Вот! Вот именно с таким мне все время приходится иметь дело. Любая глупость, любой недосмотр в самом захудалом муниципалитете Британии – и винят в этом меня! Даже если я к этому не имел и, главное, не мог иметь ни малейшего отношения. Надо как можно скорее попросить Дороти, моего главного политического советника, представить мне свои соображения по оптимизации контроля за деятельностью органов местного самоуправления. Завтра же!

6 ноября

Встреча с Дороти оказалась на редкость полезной. Оказывается, ей было что порассказать мне о местном самоуправлении. У меня даже сложилось впечатление, будто она вот уже несколько месяцев интересуется этим вопросом, очевидно, не сомневаясь, что рано или поздно этим придется заняться и мне.
– Короче говоря, господин премьер-министр, – начала она. – существует нечто вроде джентльменского соглашения, в соответствии с которым чиновники обязуются молчать о некомпетентности политиков до тех пор, пока политики не начнут оправдывать свои ошибки бездельем чиновников.

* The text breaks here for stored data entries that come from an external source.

PR #1418, opened 2020-09-27
Replace deprecated code

meisenzahl:
- [x] ../src/Core/PackageKitBackend.vala:420.90-420.120: warning: `AppStream.ProvidedKind.MIMETYPE' is deprecated. Use MEDIATYPE
- [x] ../src/Dialogs/StripeDialog.vala:192.43-192.57: warning: `Gtk.Dialog.get_action_area' has been deprecated since 3.12
- [x] ../src/Views/AppListUpdateView.vala:323.17-323.38: warning: implicit .begin is deprecated
- [x] ../src/Dialogs/RestartDialog.vala:81.31-81.45: warning: `Gtk.Dialog.get_action_area' has been deprecated since 3.12


meisenzahl:
1. The `action_area` in `RestartDialog` gets only styled. Can we remove this code because `Gtk.Dialog.get_action_area' has been deprecated?
2. The `action_area` in `StripeDialog` gets styled and a `Gtk.LinkButton` is added. Can we replace the logic with [Gtk.Dialog.add_button](https://valadoc.org/gtk+-3.0/Gtk.Dialog.add_button.html)?

danrabbit:
I think we should be able to do something like:

```
        var privacy_policy_link = new Gtk.LinkButton.with_label ("https://stripe.com/privacy", _("Privacy Policy")) {
            halign = Gtk.Align.START,
            hexpand = true
        };

        add_action_widget (privacy_policy_link, Gtk.ResponseType.NONE);
```

But to avoid having to manually mess with margins in dialogs, we need https://github.com/elementary/stylesheet/pull/839

danrabbit (approved):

Ну надо же, совсем как у нас в Номере 10… Я спросил у нее, можно ли с этим что-либо поделать.
– Вам на самом деле хочется это узнать?
Ее вопрос меня удивил.
– Естественно, хочется.
– Здесь мы имеем дело с типичной ситуацией типа «они» и «мы». В данном случае «мы» – это местные власти.
Я ничего не понял. Что, собственно, она имеет в виду: «мы» – это народ или «мы» – это правительство?
– В контексте демократического правления это должно означать практически одно и то же.
В теории все это, наверное, очень даже хорошо, но на практике, как нам всем хорошо известно, такого в общем-то никогда не бывает. Оказывается, Дороти имела в виду, что «мы» – это народ.
– Местные власти должны работать для нас, должны быть частью нас… но они таковыми, увы, себя не считают. Они работают для «них». Для их собственного удобства, для их собственного блага.
Что-что, а это мне известно и без нее. Это всем известно. Неизвестно только, что с этим делать! Бороться с ними?
– Нет, – решительно возразила Дороти. – Не бороться, а обратить их в нас…
Ничего толком не поняв, я попросил ее привести конкретный пример.
– Пример? Ладно… Предположим, вам надо сорвать какой-либо крупный правительственный проект. Что бы вы стали делать?
– Ну, это совсем просто, – с улыбкой ответил я. – Стал бы государственным служащим.
Она рассмеялась.
– Нет, серьезно. Если бы вы были самым обычным человеком.
– Честно говоря, сейчас мне уже трудно даже вспомнить, как все это было, – признался я.
Дороти слегка удивилась, но попросила меня представить себе, что я самый обычный человек, хотя и это оказалось делом не менее трудным. Тогда она решила попробовать с другого конца.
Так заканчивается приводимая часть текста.